In the listing below, how many lines contain "harness"? Answer with the number alone.

------

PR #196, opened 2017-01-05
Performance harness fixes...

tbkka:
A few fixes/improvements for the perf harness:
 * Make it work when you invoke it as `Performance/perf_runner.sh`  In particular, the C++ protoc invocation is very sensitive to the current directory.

------

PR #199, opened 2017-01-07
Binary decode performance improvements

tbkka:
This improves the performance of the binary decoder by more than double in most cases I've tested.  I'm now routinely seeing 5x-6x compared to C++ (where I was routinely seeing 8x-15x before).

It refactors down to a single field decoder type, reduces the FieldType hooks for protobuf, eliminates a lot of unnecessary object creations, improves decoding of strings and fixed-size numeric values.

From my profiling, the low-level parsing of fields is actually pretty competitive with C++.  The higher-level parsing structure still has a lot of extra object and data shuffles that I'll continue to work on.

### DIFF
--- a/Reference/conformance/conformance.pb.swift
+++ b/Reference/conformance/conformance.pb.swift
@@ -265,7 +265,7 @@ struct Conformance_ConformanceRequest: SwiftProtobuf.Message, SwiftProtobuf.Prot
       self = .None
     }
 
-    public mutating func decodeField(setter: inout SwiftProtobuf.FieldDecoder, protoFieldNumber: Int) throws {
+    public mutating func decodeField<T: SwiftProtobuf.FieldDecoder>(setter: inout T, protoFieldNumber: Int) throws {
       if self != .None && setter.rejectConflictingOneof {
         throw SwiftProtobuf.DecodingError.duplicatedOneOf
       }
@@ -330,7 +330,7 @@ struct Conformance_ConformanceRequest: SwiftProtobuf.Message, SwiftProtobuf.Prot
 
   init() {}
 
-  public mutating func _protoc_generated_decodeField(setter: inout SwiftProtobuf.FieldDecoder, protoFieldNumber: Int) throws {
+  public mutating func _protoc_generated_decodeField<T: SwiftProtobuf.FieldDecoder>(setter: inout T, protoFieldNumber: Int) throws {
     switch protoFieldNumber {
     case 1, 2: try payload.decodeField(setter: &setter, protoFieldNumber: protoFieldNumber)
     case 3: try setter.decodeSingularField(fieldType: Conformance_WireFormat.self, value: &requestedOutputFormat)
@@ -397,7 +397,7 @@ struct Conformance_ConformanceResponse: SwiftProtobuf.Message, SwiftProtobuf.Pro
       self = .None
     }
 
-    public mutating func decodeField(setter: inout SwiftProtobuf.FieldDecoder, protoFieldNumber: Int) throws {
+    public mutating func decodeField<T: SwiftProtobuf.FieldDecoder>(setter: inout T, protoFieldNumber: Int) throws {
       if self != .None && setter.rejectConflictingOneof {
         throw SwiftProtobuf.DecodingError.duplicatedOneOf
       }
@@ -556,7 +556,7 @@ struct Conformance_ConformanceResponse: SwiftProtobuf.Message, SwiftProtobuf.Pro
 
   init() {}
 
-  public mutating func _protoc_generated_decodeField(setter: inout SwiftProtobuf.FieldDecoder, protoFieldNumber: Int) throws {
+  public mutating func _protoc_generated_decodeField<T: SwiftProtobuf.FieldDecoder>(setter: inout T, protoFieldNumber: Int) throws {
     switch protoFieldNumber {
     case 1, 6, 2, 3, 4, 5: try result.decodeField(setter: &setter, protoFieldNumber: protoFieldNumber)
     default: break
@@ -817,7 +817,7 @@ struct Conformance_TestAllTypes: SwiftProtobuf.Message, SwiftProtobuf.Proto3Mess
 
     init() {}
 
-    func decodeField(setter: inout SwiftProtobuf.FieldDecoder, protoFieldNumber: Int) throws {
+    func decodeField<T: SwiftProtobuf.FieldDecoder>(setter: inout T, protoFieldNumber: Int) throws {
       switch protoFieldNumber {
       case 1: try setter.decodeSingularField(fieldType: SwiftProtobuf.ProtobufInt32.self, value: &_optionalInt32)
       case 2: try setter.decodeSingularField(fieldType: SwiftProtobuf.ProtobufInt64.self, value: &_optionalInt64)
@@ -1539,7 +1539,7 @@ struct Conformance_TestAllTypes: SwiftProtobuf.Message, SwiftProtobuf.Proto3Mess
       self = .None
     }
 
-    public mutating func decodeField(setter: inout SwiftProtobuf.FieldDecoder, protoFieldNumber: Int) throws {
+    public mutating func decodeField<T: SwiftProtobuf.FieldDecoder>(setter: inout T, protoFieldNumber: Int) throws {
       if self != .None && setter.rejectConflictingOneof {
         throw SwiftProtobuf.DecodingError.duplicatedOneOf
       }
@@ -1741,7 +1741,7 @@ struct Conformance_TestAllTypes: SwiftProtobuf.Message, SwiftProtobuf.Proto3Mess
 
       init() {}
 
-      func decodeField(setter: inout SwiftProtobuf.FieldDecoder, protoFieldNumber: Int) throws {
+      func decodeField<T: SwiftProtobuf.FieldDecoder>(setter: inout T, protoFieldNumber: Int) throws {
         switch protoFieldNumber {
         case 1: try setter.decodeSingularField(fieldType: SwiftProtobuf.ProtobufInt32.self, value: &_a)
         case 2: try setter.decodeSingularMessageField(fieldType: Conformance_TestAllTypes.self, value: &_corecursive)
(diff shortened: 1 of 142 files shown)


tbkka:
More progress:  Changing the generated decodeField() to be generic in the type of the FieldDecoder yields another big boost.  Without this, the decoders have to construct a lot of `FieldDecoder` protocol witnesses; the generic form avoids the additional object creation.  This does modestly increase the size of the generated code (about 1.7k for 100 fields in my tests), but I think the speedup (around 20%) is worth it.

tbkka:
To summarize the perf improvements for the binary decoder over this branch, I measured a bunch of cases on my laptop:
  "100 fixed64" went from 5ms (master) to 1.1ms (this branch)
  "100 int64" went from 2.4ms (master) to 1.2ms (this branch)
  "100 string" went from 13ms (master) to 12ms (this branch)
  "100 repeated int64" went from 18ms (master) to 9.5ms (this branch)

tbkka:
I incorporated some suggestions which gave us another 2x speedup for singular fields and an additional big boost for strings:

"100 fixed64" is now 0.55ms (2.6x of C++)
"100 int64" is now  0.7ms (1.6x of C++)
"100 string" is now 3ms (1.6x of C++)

------

RESULT BELOW –
2